What goes into developing a nutritional label? At a minimum, Wadhawan enters each of a food formula’s ingredients into an extensive database. But it’s not as simple as entering “flour.”
“If you say ‘all-purpose flour,’ there are so many and they can vary in protein content,” Wadhawan says. “If you are making bread, there is bread flour and, if cake, cake flour. There is a lot of protein difference between the flours.”
“When I input any ingredient, I pick out the right one from my database,” which includes all of the USDA’s data on products tested plus thousands more. Wadhawan’s database includes more than 30,000 ingredients — from a wide range of manufacturers and locations.
“USDA data is based on products from different regions of the country and averaged out,” Wadhawan says. “But product purchased in Texas and Minnesota could be slightly different.”
Exact details
The more specific the information that goes in, the more accurate the nutritional report will be. “If (a food business) says ‘ketchup,’ I don’t know if they will be sticking with one brand, so I will use the standard values for ketchup. Otherwise I use the specific brand and tell them that if they change, it is their responsibility to change the nutritional facts.”
Typically, Wadhawan also analyzes moisture content because ingredients can lose moisture when processed, along with nutrients. “If a product contains vitamin C and it’s cooked, most of it is destroyed by heat.”

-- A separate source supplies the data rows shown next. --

PR #1780, opened 2024-04-04
IPv6 Transition Operation

jb30795:
New operation to convert IPv4 addresses into their IPv6 Transition addresses, and back. Also include support for MAC addresses to IPv6 EUI-64 and back.


Sudhir6s (approved):

a3957273:
Thanks for the contribution @jb30795! :)

PR #2700, opened 2026-07-29
Added the typoglycemia operation

ChristianBiegAG:
**Description**
We have implemented the typoglycemia operation. This operation shuffles characters in the words while maintaining readability. This is often used to bypass blacklist filters when performing prompt injections.

**Screenshots**
If the pull request changes any visual aspects of CyberChef, please include screenshots.
image

**AI disclosure**
We have used Claude Opus to support us in the development of this operation.

**Test Coverage**
We have implemented tests for the new operation.

### DIFF
--- a/src/core/config/Categories.json
+++ b/src/core/config/Categories.json
@@ -312,7 +312,8 @@
             "Remove Diacritics",
             "Unescape Unicode Characters",
             "Convert to NATO alphabet",
-            "Convert Leet Speak"
+            "Convert Leet Speak",
+            "Typoglycemia"
         ]
     },
     {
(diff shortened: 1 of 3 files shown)


sylvesterkaczmarek (commented):
`WORD_REGEX` admits combining marks, but `Array.from()` and `scrambleMiddle()` treat those marks as independently movable characters. For example, decomposed `ca\u0301fe` can become `caf\u0301e`, moving the accent from `a` to `f`. Scramble grapheme clusters (or keep combining marks attached to their base character) and add an NFD regression.

ChristianBiegAG:
@sylvesterkaczmarek Thank you for the feedback. I have fixed the issue and implemented a test for it.

sylvesterkaczmarek (approved):
Typoglycemia now tokenizes words into base-plus-combining-mark grapheme clusters before shuffling, and the decomposed-accent regression verifies marks stay attached to their base letters. My finding is resolved.

PR #2702, opened 2026-07-30
Feat/powershell -e encode decode

Ne0re0:
**Description**

Adds a new **PowerShell -e Encode/Decode**.

 `powershell -e` parameter expects the command to be encoded as **UTF-16LE** + **Base64**. Those 2 encodings have to be chained manually which is not really fun to set back every time. So this adds encoding/decoding as a single block.

Examples :

- **Encode:** `whoami` → `dwBoAG8AYQBtAGkA`, runnable as `powershell -e dwBoAG8AYQBtAGkA`.
- **Decode:** `dwBoAG8AYQBtAGkA` → `whoami`.

**Existing Issue**

N/A

**Screenshots**

N/A

**AI disclosure**

This code was written with the assistance of **Claude Opus 4.8** (via Claude Code). I have reviewed the code, understand how it works, and take full responsibility for it.

**Test Coverage**

Test coverage is included in `tests/operations/tests/PowerShellEncodeDecode.mjs`, covering:
- encoding an empty input,
- encoding a known command (`whoami` → `dwBoAG8AYQBtAGkA`),
- decoding that same value back,
- a round-trip (encode → decode) of a more complex command containing spaces and special characters.

All operation tests pass locally (`npm test`).

### DIFF
--- a/src/core/config/Categories.json
+++ b/src/core/config/Categories.json
@@ -64,6 +64,7 @@
             "Change IP format",
             "Encode text",
             "Decode text",
+            "PowerShell -e Encode/Decode",
             "Text Encoding Brute Force",
             "Swap endianness",
             "To MessagePack",
--- a/src/core/operations/PowerShellEncodeDecode.mjs
+++ b/src/core/operations/PowerShellEncodeDecode.mjs
@@ -1,0 +1,71 @@
+/**
+ * @author neoreo
+ * @copyright Crown Copyright 2026
+ * @license Apache-2.0
+ */
+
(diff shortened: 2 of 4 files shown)


sylvesterkaczmarek (commented):
`fromBase64()` is called with permissive defaults, so non-alphabet characters are stripped and malformed payloads are decoded. PowerShell Base64 conversion rejects non-whitespace non-Base64 characters, so a payload can decode successfully here but fail as an actual `-EncodedCommand`. Use strict validation while allowing legal whitespace, and add an invalid-character regression.

PR #2707, opened 2026-08-01
fix: use defaults for blank number ingredients

Adamkadaban:
**Description**

Blank number inputs are serialized as `NaN`, causing recipe hydration to fail before the operation runs. This change uses the ingredient's configured default for actual numeric `NaN` values while continuing to reject invalid strings such as `"NaN"`.

**Existing Issue**

None. This is a follow-up to #1866, which added the Offset ingredient to Add line numbers.
The issue only occurs when a user has a blank offset in the "Add line numbers" operation. 
eg. https://gchq.github.io/CyberChef/#recipe=Add_line_numbers(null)&input=ZXJyb3Igd2hlbiBjaGFuZ2luZyAiT2Zmc2V0IiBmaWVsZA

**Screenshots**

Error produced when the Offset number input is blank:

Console error showing Add line numbers failing to hydrate because Offset is NaN

**AI disclosure**

I used GitHub Copilot CLI (GPT-5.6 Sol) to investigate the stack trace, draft the change, and add regression tests. I reviewed the patch and ran the full test suite.

**Test Coverage**

- `npm run lint`
- `npm test` (274/274 Node API tests and 2280/2280 operation tests)
- `npm run testnodeconsumer`
- `npm run build`
- `npm run testui` (2046 assertions passed)


GCHQDeveloper581:
Could you give an example, in the PR description, of an example problem recipe/link that this patch is intended to remediate.

GCHQDeveloper581 (approved):
Looks good!

Thanks for the contribution.

PR #2711, opened 2026-08-05
fix: show error when too many ingredient values are provided

bartvanandel:
**Description**
Provide an explicit error message when the number of values provided to `set ingValues` exceeds the number of configured ingredients, e.g. due to adding too many arguments in a test. This is much easier to debug than the error which would occur before this change (`Error: Failed to hydrate operation '[...]': TypeError: Cannot read properties of undefined (reading 'name')`).

**AI disclosure**
No AI was used at all.

**Test Coverage**
Haven't added any tests. Not sure how internals are currently tested. Please point me to an example if this is desired.


GCHQDeveloper581:
Testing:
I'd suggest adding a new file in tests/node/tests (and linking that in to the tests in tests/node/index.mjs).

You could then add tests to that file for:

1. correct number of values
2. too many values

It's a bit of a fudge because it's not strictly (just) the node api that you are testing, but it should work.

PR #2719, opened 2026-08-07
Add Python marshal operations

### LINKED ISSUE #1041: Feature request: Python marshal support
Python has a serialization format called [marshal](https://docs.python.org/3/library/marshal.html) which is missing from CyberChef

I would like CyberChef to be able to encode and decode using the Python marshal format

I currently do it using a Python script of course :)

**Additional context**
Marshal is similar to [Pickle](https://docs.python.org/3/library/pickle.html#module-pickle) which would be nice to have too.
This JS library might help: https://www.npmjs.com/package/py-marshal

cnotin:
**Description**
Adds client-side Python marshal encode/decode operations for JSON-compatible CPython format 4 values. Byte strings and integers beyond JavaScript's safe range use explicit tagged JSON representations.

The issue suggested the `py-marshal` npm package. It was deliberately not adopted: its last release was in 2020, its reader lacks several values needed here (including arbitrary-size integers, sets, Unicode/ASCII marshal string variants, and modern reference flags), and its Node `Buffer`-oriented implementation is unsuitable as a dependable browser-side codec. The new dependency-free codec covers the documented JSON-compatible scope while keeping the operation client-side. It intentionally does not support version-specific Python code objects or other Python-only values that cannot be represented faithfully as JSON.

**Existing Issue**
Closes #1041.

**Screenshots**

* from marshal
image

* to marshal
image

**AI disclosure**
This change was created with OpenAI Codex. The implementation, dependency assessment, and tests were generated with its assistance and then validated with CPython 3.14.4 and the full CyberChef test suite.

**Test Coverage**
Added CPython-generated format 4 fixtures covering null, booleans, integers, floats, strings, byte strings, lists, tuples, sets, and string-keyed dictionaries, plus references and arbitrary-size integer round trips. The fixture-generation command and CPython encoder-fixture assertion are documented in the test file.

Validated with Node.js 24.19.0: 272 Node API tests and 2,285 operation tests passed.


sylvesterkaczmarek (commented):
`TYPE_NULL` is only rejected at the top level; inside a sequence it is returned as the internal `Symbol`. For `[0x5b, 1,0,0,0, 0x30]`, this decoder returns an array containing a Symbol and `JSON.stringify()` silently turns it into `[null]`, while CPython rejects it as `NULL object in marshal data for list`. Reject the NULL sentinel everywhere except the dictionary terminator and add a nested-NULL regression.

cnotin:
Thanks, confirmed and fixed in 8eb4918d. `TYPE_NULL` is now rejected in sequences, while dictionary value handling now follows CPython’s terminator semantics. I also added regression coverage for both cases, plus validation/tests for malformed long-integer digits and unnormalised long data.

PR #2745, opened 2026-08-29
Add input sanitisation for numeric inputs to DeriveEVPKey

GCHQDeveloper581:
**Description**
Set metadata for numeric ingredients for DeriveEVPKey operation to enable built-in parameter validation.

This prevents a possible DoS resulting from excessively large inputs.

**AI disclosure**
Changes were generated entirely by hand

**Test Coverage**
Existing parameter validation tests already cover this change

Manually checked that Operation loads/functions OK with the default parameters.

### DIFF
--- a/src/core/operations/DeriveEVPKey.mjs
+++ b/src/core/operations/DeriveEVPKey.mjs
@@ -8,6 +8,10 @@ import Operation from "../Operation.mjs";
 import Utils from "../Utils.mjs";
 import CryptoJS from "crypto-js";
 
+// arbitrary max limits to prevent resource exhaustion
+const MAX_KEY_SIZE=16384;
+const MAX_ITERATIONS=100000;
+
 /**
  * Derive EVP key operation
  */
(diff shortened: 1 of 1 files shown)


src/core/operations/DeriveEVPKey.mjs
```diff
@@ -8,6 +8,10 @@ import Operation from "../Operation.mjs";
 import Utils from "../Utils.mjs";
 import CryptoJS from "crypto-js";
 
+// arbitrary max limits to prevent resource exhaustion
+const MAX_KEY_SIZE=16384;
```
evenstensberg, line 12:
```suggestion
const MAX_KEY_SIZE = 16384;
```

src/core/operations/DeriveEVPKey.mjs
```diff
@@ -8,6 +8,10 @@ import Operation from "../Operation.mjs";
...
+const MAX_ITERATIONS=100000;
```
evenstensberg, line 13:
```suggestion
const MAX_ITERATIONS = 100000;
```

sylvesterkaczmarek (approved):
The resource bounds are applied through CyberChef's central numeric ingredient validation, so oversized/non-integer key sizes and iteration counts are rejected before the expensive operation runs. The limits are narrow, self-contained, and fit the stated DoS-hardening goal. Looks good to me.

Issue #2470, opened 2026-05-29
Feature request: Add AEAD algorithms


aaronjamt:
**Is your feature request related to a problem? Please describe.**
Authenticated Encryption with Associated Data (AEAD) algorithms are widely used. I've used CyberChef for experimenting with cryptography, and this seems like a pretty major oversight.

**Describe the solution you'd like**
Support for AEAD algorithms, such as AES-EAX.

**Describe alternatives you've considered**
I've copied and pasted data from CyberChef into a Python script (using the PyCryptoDome library) for handling AEAD, then copied the results back to CyberChef.

**Additional context**
I'd be happy to try my hand at implementing this, but I am new to this repo so someone more experienced would likely be able to handle this far faster than I can. If I'm able to get it working, I'll treat this as a "tracking" issue.

HackingRepo:
nice idea, i like it also

Danish-git123:
I was thinking to add this feature But i have one question do i extend this Feature in same AES encryption or should i make one new Tag like AEAD in Encryption module..?

PR #2747, opened 2026-09-01
feat: Add AEAD modes - CCM, EAX, ChaCha20-Poly1305 for AES Encrypt/De…

Danish-git123:
…crypt

**Description**
Added AEAD Algorithms like EAX in the AESEncrypt and Decrypt ops 

**Existing Issue**
https://github.com/gchq/CyberChef/issues/2470 this is the issue(its a feature more than issue) adding the AEAD Algo 

**Screenshots**
If the pull request changes any visual aspects of CyberChef, please include screenshots.

**AI disclosure**
I have used the Antigravity IDE -> tools->Sonnet,Opus,Flash-3.6 ,Gemini-Pro-3.1(low/high)


Danish-git123:
If there is any improvement please let me know..

sylvesterkaczmarek (commented):
There is a Raw-output bug in the new ChaCha20-Poly1305 operations that can expose bytes outside the actual result Buffer.

Both paths pass the backing `ArrayBuffer` directly to `Utils.arrayBufferToStr()` (`ciphertext.buffer` / `plaintext.buffer`, and similarly the raw tag path). A Node `Buffer` is only a view over its backing buffer and may have a non-zero `byteOffset` with a much larger `buffer.byteLength`. In a local reproduction, a 12-byte ciphertext had `byteOffset=64` while `ciphertext.buffer.byteLength` was 65599. Serialising `.buffer` therefore serialises the backing allocation rather than the 12 ciphertext bytes, so Raw output can contain unrelated bytes and be dramatically larger than the cryptographic result.

Could these conversions use only the Buffer view, e.g. slice the backing ArrayBuffer from `byteOffset` to `byteOffset + byteLength`, or use an existing byte-array/string conversion that respects the Buffer length? I would apply the same fix to ciphertext, plaintext and tag and add a Raw-output regression test that asserts the exact output length.

Danish-git123:
Thank you for pointing out , i will change as per the requirements

Danish-git123:
fixed ->ciphertext.buffer and tag.buffer  sliced with byteOffset/byteLength and plaintext.buffer → sliced with byteOffset/byteLength

PR #2749, opened 2026-09-01
Add ML-KEM and ML-DSA certificate key support

ResonanceCache:
## Summary
- recognise the finalized ML-KEM and ML-DSA object identifiers in X.509 SubjectPublicKeyInfo
- display PQC public-key metadata when jsrsasign cannot instantiate a classical key object
- extract recognized PQC SubjectPublicKeyInfo values as standard PUBLIC KEY PEM

## Testing
- npm test
- npx eslint src/core/lib/Pqc.mjs src/core/operations/ParseX509Certificate.mjs src/core/operations/PubKeyFromCert.mjs tests/node/tests/Pqc.mjs tests/node/index.mjs
- OpenSSL 3.5 ML-DSA-44 certificate parse and SPKI extraction smoke test


sylvesterkaczmarek (commented):
The helper coverage looks good, but I think one end-to-end case is still missing before this confidently covers ML-DSA certificates. The operation-level fixture is ML-KEM-512; ML-DSA is currently exercised only through the OID mapping and a synthetic SPKI helper test.

Could we add a real OpenSSL 3.5 ML-DSA certificate through both `Parse X.509 certificate` and `Public Key from Certificate`, ideally asserting the ML-DSA algorithm/signature text and the extracted SPKI PEM? That would exercise the important fallback boundary (`getPublicKey()` failing -> `getPublicKeyHex()` parsing) with an actual ML-DSA certificate rather than assuming it behaves identically to ML-KEM.

ResonanceCache:
Added a real OpenSSL 3.5 ML-DSA-44 certificate fixture covering both `Parse X.509 certificate` and `Public Key from Certificate`. The parse assertion covers the ML-DSA public-key and certificate-signature display, and the extraction test asserts the complete expected SPKI PEM. `npm test` and ESLint pass.

Issue #29, opened 2016-12-02
JSON Beautify and Minify code tidy operations yield error when input box is empty


jgrevich:
JSON Beautify and JSON Minify code tidy operations yield an error message when the input box is empty.

#### Steps to reproduce the issue (please be as specific as possible)

1. Visit https://gchq.github.io/CyberChef
1. Expand the code tidy operations
1. Double click on the JSON Beautify or JSON Minify code tidy operations <img width="569" alt="screen shot 2016-12-02 at 12 18 06 am" src="https://cloud.githubusercontent.com/assets/24955/20827150/db012098-b824-11e6-8c88-4f79aa48d30a.png">

#### Expected behavior
It should add the operation to the recipe box without error, similar to the other operations.

#### Actual behavior
The following error message is displayed: <img width="669" alt="screen shot 2016-12-02 at 12 20 14 am" src="https://cloud.githubusercontent.com/assets/24955/20827243/7defd240-b825-11e6-9140-c31f70fcd271.png">

- Operating system (Mac OS X Yosemite 10.10.5)
- Web browser and version (Chrome 55.0.2883.75 (64-bit))
- Date, specific time and time zone when issue was found (Friday, December 2, 2016 8:28a UTC)

n1474335:
Good spot and a comprehensive report, thank you. I've pushed a fix.

PR #2754, opened 2026-09-03
Preserve Unicode grapheme clusters in Reverse character mode

wangyusheng1985:
**Description**
Update Reverse's Character mode to reverse extended Unicode grapheme clusters instead of UTF-16 code points. Native `Intl.Segmenter` is preferred, with the lightweight, zero-dependency `unicode-segmenter` UAX #29 implementation used on platforms where that API is unavailable. The operation description now explains what Character mode considers a character.

**Existing Issue**
https://github.com/gchq/CyberChef

**Screenshots**
Not applicable; there are no visual changes.

**Test Coverage**
Added Reverse operation regressions for combining accents, zero-width-joiner emoji, and Hangul Jamo. The repository's generated operation suite was checked to ensure the new Reverse test module is registered. The focused tests, the compatibility fallback, and relevant ESLint target pass under the supported Node.js 24.15.0 runtime.


sylvesterkaczmarek (commented):
Character mode can now produce different output depending on the runtime’s Unicode version: `Intl.Segmenter` follows the host ICU, while `unicode-segmenter` is pinned to its own grapheme data. For newer emoji/grapheme rules those can disagree, so the same recipe is not deterministic across supported environments. Could we use one implementation consistently, or pin/test equivalence across the supported runtimes?

wangyusheng1985:
Thanks for the review. I’ll address this in the existing pull request and rerun the focused validation.

Issue #1123, opened 2020-11-04
ASCII85 Error


yatru:
**Describe the bug**
According to ASCII85 from Adobe ([https://www.adobe.com/content/dam/acom/en/devnet/pdf/pdfs/PDF32000_2008.pdf](https://www.adobe.com/content/dam/acom/en/devnet/pdf/pdfs/PDF32000_2008.pdf)  page 33) if you find five null chars, it should output a "z" and if you are decoding and find a "z" you should output five null chars

**To Reproduce**
Try to decode "z" in Base85

PR #2755, opened 2026-09-03
fix(ToBase85): do not use the z shortcut for a partial final group

adam8113:
**Description**
`To Base85` used the `z` shortcut for any four byte group that encoded to zero, including a short final group. A decoder reads `z` as four zero bytes, so one, two or three trailing zero bytes came back as four and CyberChef could not decode its own output.

Three trailing zero bytes encoded to `z` instead of `!!!!`. Five zero bytes encoded to `zz` instead of `z!!`.

The fix adds one condition in `src/core/operations/ToBase85.mjs` so the shortcut is only used when a full four byte group remains. Only the Standard (`!-u`) alphabet is affected, as that is the only one the shortcut applies to. Output now matches Python's `base64.a85encode` and Go's `encoding/ascii85`.

**Existing Issue**
None open for this. #1123 is on the same operation but asks a different question, about emitting `z` for a full group of four zero bytes, which master already does. This PR does not change that behaviour and does not close it.

**Screenshots**
No visual changes.

**AI disclosure**
I used Claude Code to help design the fix and run the test. It was a mix of Opus and Fable.

**Test Coverage**
Three tests added to `tests/operations/tests/Base85.mjs`. Applying only the test file to master fails the two encoding tests (`z` for `!!!!`, `zz` for `z!!`); the decoding test passes there, as `From Base85` already handled this correctly. With the fix the operation suite is 2304 passing, up from 2301 on master, and `npx grunt lint` is clean.

### DIFF
--- a/src/core/operations/ToBase85.mjs
+++ b/src/core/operations/ToBase85.mjs
@@ -69,7 +69,9 @@ class ToBase85 extends Operation {
             ) >>> 0;
 
             // A decoder reads 'z' as four zero bytes, so a short final group cannot use it.
-            if (encoding !== "Standard" || block > 0 || input.length < i + 4) {
+            const isPartialGroup = input.length < i + 4;
+
+            if (encoding !== "Standard" || block > 0 || isPartialGroup) {
                 let digits = [];
                 for (let j = 0; j < 5; j++) {
                     digits.push(block % 85);
@@ -78,7 +80,7 @@ class ToBase85 extends Operation {
 
                 digits = digits.reverse();
 
-                if (input.length < i + 4) {
+                if (isPartialGroup) {
                     digits.splice(input.length - (i + 4), 4);
                 }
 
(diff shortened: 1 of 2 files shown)


src/core/operations/ToBase85.mjs
```diff
@@ -68,7 +68,8 @@ class ToBase85 extends Operation {
                 ((input[i + 3] || 0))
             ) >>> 0;
 
-            if (encoding !== "Standard" || block > 0) {
+            // A decoder reads 'z' as four zero bytes, so a short final group cannot use it.
+            if (encoding !== "Standard" || block > 0 || input.length < i + 4) {
```
evenstensberg: extract +4 into a variable explaining it

adam8113: Good point. Pulled it into `isPartialGroup`, and used it for the splice below too so the group-end arithmetic is only written once. Tests and lint still pass.

adam8113:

Some products do not have to be analyzed on every count. For example, Wadhawan knows that some ingredients do not contain fiber. And if it’s a vegetable product, “we know that cholesterol only comes from animal sources,” she says.
After all ingredient information is entered, a serving size is determined and the software system will compile a nutritional report. Wadhawan then prints a nutritional label that can be reproduced on product packaging.
A closer look
Some products’ nutritional analysis takes a little more digging. “If we’re not sure of their process, or loss of fat or moisture, then I need to get the actual analysis done on a product sample,” Wadhawan says.
If it’s a new product, Wadhawan has AURI analytical chemist Ranae Jorgenson do laboratory tests. In the case of Cedar Summit Farm’s drinkable yogurt, “we wanted to see if there was any difference between grass-fed milk and the data provided by the USDA on regular milk.” Results showed it was close to the same.
“Some prepared products — Mexican tamales, for example, go through a process of cooking corn certain ways. There are so many processing steps, and it’s hard for me to know completely how each was done. So I will get a complete analysis of the tamale,” Wadhawan says. “I also use the recipe and do the database analysis to make sure the data matches.”
Products such as smoked meat may lose fat while being processed. “We can’t guess how much, so I will have Ranae run the fat and cholesterol analysis” on the final product, Wadhawan says. After using a solvent extraction, Jorgenson measures the fat content.
Most analysis, including moisture, protein, fat and carbohydrates, can be done in AURI laboratories. Fiber content has to be measured by outside labs. “We use various standardized methods for each analysis,” Wadhawan says. “They are approved by the Association of Official Analytical Chemists.”